The New York and Atlantic, which operates freight service on the LIRR was going to acquire and reactivate the dormant Garden City freight yard near Mitchell Field, a number of years ago. The only train that used the line before that time was the Ringling Brothers circus during its annual visit to the Nassau Coliseum. Of course,  NIMBYs raised holy ****, with many of them claiming that their real estate agents had assured them that the line was long ago abandoned (it never was).

 

Eventually NY&A acquired the Hicksville Yard instead.

 

PS: Garden City is one of the more affluent areas on Long Island. Hicksville, not so much. 

Originally Posted by Nick Chillianis:

The New York and Atlantic, which operates freight service on the LIRR was going to acquire and reactivate the dormant Garden City freight yard near Mitchell Field, a number of years ago. The only train that used the line before that time was the Ringling Brothers circus during its annual visit to the Nassau Coliseum. Of course,  NIMBYs raised holy ****, with many of them claiming that their real estate agents had assured them that the line was long ago abandoned (it never was).

 

Eventually NY&A acquired the Hicksville Yard instead.

 

PS: Garden City is one of the more affluent areas on Long Island. Hicksville, not so much. 

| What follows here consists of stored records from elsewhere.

PR #327, opened 2024-04-21
feat: Pushwoosh notification form

DiogoSoaress:
Implements a form that registers an email to receive Safe{Pass} notifications


src/components/Rewards/SignUpForm/index.tsx
```diff
@@ -0,0 +1,70 @@
...
+
+const SignUpForm = (props: BaseBlockEntry) => {
+  const { title, text } = props.fields
+
+  const handleSubmit = (e: React.FormEvent<HTMLFormElement>) => {
+    e.preventDefault()
+
+    const target = e.target as typeof e.target & {
+      email: { value: string }
+    }
```
iamacook, line 17: Nit: it would be a bit cleaner to use `FormData` here if you want to use an uncontrolled component (and extract the name to a constant), e.g.

```ts
const data = new FormData(event.target);
const email = data.get(FIELD_NAME);
```

src/components/Rewards/SignUpForm/index.tsx
```diff
@@ -0,0 +1,70 @@
...
+
+    fetch(PUSHWOOSH_ENDPOINT, {
+      method: 'POST',
+      headers: {
+        'Content-Type': 'application/json',
+      },
+      body: JSON.stringify({
+        email: target.email.value,
+        application: process.env.NEXT_PUBLIC_PUSHWOOSH_APPLICATION_CODE,
```
iamacook, line 26: We should tag these emails so we know where they come from.

src/components/Rewards/SignUpForm/index.tsx
```diff
@@ -0,0 +1,70 @@
...
+      }),
+    })
+      .then((response) => {
+        if (response.ok) {
+          console.log('Email registered successfully.')
+        } else {
+          console.error('Failed to register email.')
+        }
```
iamacook, line 34: Do we want logs on prod.?

src/components/Rewards/SignUpForm/index.tsx
```diff
@@ -0,0 +1,70 @@
...
+      })
+      .catch((error) => {
+        console.error('Error:', error)
```
iamacook, line 37: Maybe we should give use feedback here?

src/components/Rewards/SignUpForm/index.tsx
```diff
@@ -0,0 +1,70 @@
...
+  const { title, text } = props.fields
+
+  const handleSubmit = (e: React.FormEvent<HTMLFormElement>) => {
+    e.preventDefault()
+
+    const target = e.target as typeof e.target & {
+      email: { value: string }
+    }
+
+    fetch(PUSHWOOSH_ENDPOINT, {
```
iamacook, line 19: I would suggest we move this out of the component.

iamacook (approved):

I didn't know that the opposite of Heaven was a forbidden word here.

Originally Posted by AMCDave:
Originally Posted by seaboard streak:

There is always the change they could start runing trains again someday.It has happen here in charlotte nc.People are as mention before real upset.Does anybody else know of something like this happening?

Having lived in Charlotte for 30 plus years where is the rail line in question???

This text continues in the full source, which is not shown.